How change order of SVD using numpy python

I am using Singular Value Decomposition (SVD) for Principal Component Analysis (PCA) of images.

I have 17 images of 20 X 20 so I created images matrix

M =  dim(400 X 17)

and when I apply SVD ( M = u @ d @ v) it gives me

u = dim(400 X 17)
d = dim(17 X 17)   
v = dim(17 X 17)

but I want to find u = dim(400 X 400) and d =(400 X 400) and v =(400 X 17) because there will 400 eigen vectors and 400 eigen values.

I even tried doing transpose but no luck

I know maybe question's title not much clear so please change as you like, and here are some info related to data

  1. I centralized data by subtracting mean face

  2. I tried to work around by finding eigenvectors of covariance matrix(MM') but when I tried to show PCA1 it only shows a black image

Please help me out

Solution

  • Eigenvalues aren't defined for rectangular matrices, but the singular values are related. As for eigenvectors, you always have a set of right and left eigenvectors that span column and row space.

    SVD is related to the eigenvalue decomposition of MM' and M'M

    • M'M = V (S'S) V'
    • MM' = U (SS') U'

    now

    • The columns of V are eigenvectors of M'M, which is of size (17 x 17) in your case. Therefore V is (17 x 17)
    • The columns of U are eigenvectors of MM', which is of size (400 x 400) in your case. Therefore U is (400 x 400)
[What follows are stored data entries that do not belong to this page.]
Issue #523, opened 2026-09-19
Mobile onboarding: simplify first-machine QR setup and post-scan flow


giuliastro:
## Problem

The first-run machine setup flow in the Android APK is too tortuous and not self-explanatory enough.

Observed manually on RC5:

1. On first launch, it is not obvious how to get to the QR scanner to add the first machine.
2. After successfully scanning a machine QR code, the "new machine" form remains open with the scanned machine data.
3. This leaves the user in an ambiguous state: it looks like setup is still incomplete even though the machine has already been added.

## Expected UX

For first-run onboarding:

- Make the primary action to connect the first machine obvious.
- QR scan should be a first-class action, not something the user has to discover indirectly.
- After a successful QR scan/add:
  - close/dismiss the machine creation form automatically;
  - show that the machine was added successfully;
  - offer a clear path to **Sessions**;
  - optionally expose a secondary action to **Add another machine / Scan another QR**.

For subsequent machine management:

- Do not keep the editable "new machine" form open after a successful add unless the user explicitly chooses to add another machine.
- The normal post-success state should be the machine list / workspace, with a clear **Add machine** or **Scan QR** action.

## Acceptance criteria

- Fresh APK install: user can understand how to connect the first machine without prior knowledge.
- QR scanner is directly reachable from the first-run setup surface.
- Successful scan never leaves the user stranded in the creation form.
- User can immediately continue to Sessions after adding the first machine.
- User can explicitly choose to add/scan another machine.
- Existing machine editing flow remains unchanged.
- Verify on physical Android device, including back navigation after scan.

## Context

Found during manual RC5 validation. Functional connectivity works; this is an onboarding/state-transition UX issue rather than a transport or pairing failure.

giuliastro:
Resolved by #524 (`fix(android): simplify first-machine QR onboarding`) and shipped in Harness Remote v3.1.0. The released flow is scan-first, successful pairing closes the stale setup state, and the user gets an explicit **View sessions** action.

PR #524, opened 2026-09-19
fix(android): simplify first-machine QR onboarding

giuliastro:
Fixes #523.

## What changes

- exposes **Scan machine QR code** directly in the first-run Machines surface instead of requiring the manual editor first;
- keeps **Add manually** as a separate fallback;
- after a successful QR/manual add, shows an explicit completion state with **View sessions** as the primary next step;
- keeps **Scan another machine** / **Add machine** as secondary continuation actions;
- dismisses stale manual-machine draft/confirmation state after successful QR pairing;
- localizes the Android pairing status instead of showing hardcoded English;
- completes i18n parity across English, Italian, Traditional Chinese and Simplified Chinese;
- adds a regression guard that fails if any supported language is missing an English translation key;
- adjusts narrow Android layout so the completion and pairing actions remain usable.

## UX rationale

Pairing is treated as an onboarding step rather than the destination. After a successful add, Harness Remote confirms completion and presents an explicit path into Sessions instead of relying on the user discovering the bottom navigation or making machine rows ambiguously clickable.

This follows the established pattern used by mature device-onboarding products: complete the pairing/setup step, then offer a clear primary transition into the product while keeping “add another” secondary.

## Scope

Frontend / Android onboarding and i18n only. No bridge, ACP, daemon, Session routing or protocol changes.

## Validation target

Run the normal PR gates including i18n/regressions, Chromium product smoke and Debug APK. After CI is green, validate the generated APK on a physical Android device.


giuliastro:
CI on head `2f04c0d976a3763b793c7d1eb40f7a062178e93b` is green: type-check/regressions, bridge macOS/Windows, desktop Ubuntu/macOS/Windows, Chromium product smoke, OpenCode live Zen and Debug APK all passed.

Physical Android validation is intentionally still pending before merge/freeze. Artifact: `harness-remote-debug-v3.1.0-2f04c0d` from workflow run 35427341009.

giuliastro:
Updated Android onboarding after physical feedback.

Head: `86422a372cc86c69942561856124a6d48343a6f9`

Changes now include:
- explicit post-add **View sessions** primary CTA;
- Scan another/Add machine kept secondary;
- Android pairing status localized instead of hardcoded English;
- complete i18n key parity for en/it/zh-TW/zh-CN, with a regression test that fails on missing translations;
- previously missing Traditional Chinese command/connect translations and Simplified Chinese attachment labels filled.

Validation:
- type-check/regressions ✅
- bridge macOS/Windows ✅
- desktop Ubuntu/macOS/Windows ✅
- OpenCode live Zen ✅
- Chromium product smoke ✅ on same-SHA rerun (first attempt hit a transient cross-machine Project-selection assertion; rerun passed the full suite including that exact test)
- Debug APK ✅

APK artifact: `harness-remote-debug-v3.1.0-86422a3`, workflow run `35429357567`.

PR remains open pending physical Android validation.

PR #529, opened 2026-09-19
fix(npm): make first publish registry-safe

giuliastro:
Follow-up from the first npm publish attempt.

The workflow correctly proved that the package is not yet on npm and that this repository currently has no NPM_TOKEN. It also exposed npm registry normalization that would have removed the CLI bins.

This fixes that before any first publish:
- removes leading ./ from published bin paths;
- normalizes repository.url;
- strengthens the package contract test;
- makes the publish workflow fail early with the exact bootstrap requirement;
- keeps README on the working GitHub npx command until the npm package actually exists.


giuliastro:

    Now what's the size of S? The non-zero elements of S (singular values) are the square roots of the non-zero eigenvalues of M'M and MM'. It can bew shown these two have the same sets of non-zero eigenvalues, therefore in the first case S is (17 x 17) and in the second case (400 x 400). How do we reconcile this with the fact that our SVD is M = USV'? We build a rectangular diagonal matrix (400 x 17) with the square roots of the 17 non-zero eigenvalues.

    You can use SVD from scipy:

    import scipy

u, s, vh = scipy.linalg.svd(M, full_matrices=True)
print(u.shape, s.shape, vh.shape)

    that gives

    ((400, 400), (17,), (17, 17))

    To get your S to (400 x 17):

    s = np.concatenate([np.diag(s), np.zeros((400-17, 17))], axis=0)

    Check SVD correctness:

    res = u@s@vh
np.allclose(res, a)

True

    Low rank matrix approximation

    Sometimes you want to approximate your matrix M with a low-rank M_tilde of rank r, in this case, if you want to minimize the Frobenius norm between the two, you just keep the r largest singular values (Eckhart-Young theorem). The sizes of U, S, V become: (400 x r), (r x r), (r x 17), where S is diagonal.

    I don't know which function you're using, but this is what's happening: the zero singular values are being thrown away, as an (m x n) matrix can have at most rank min(m, n) (in your case 17).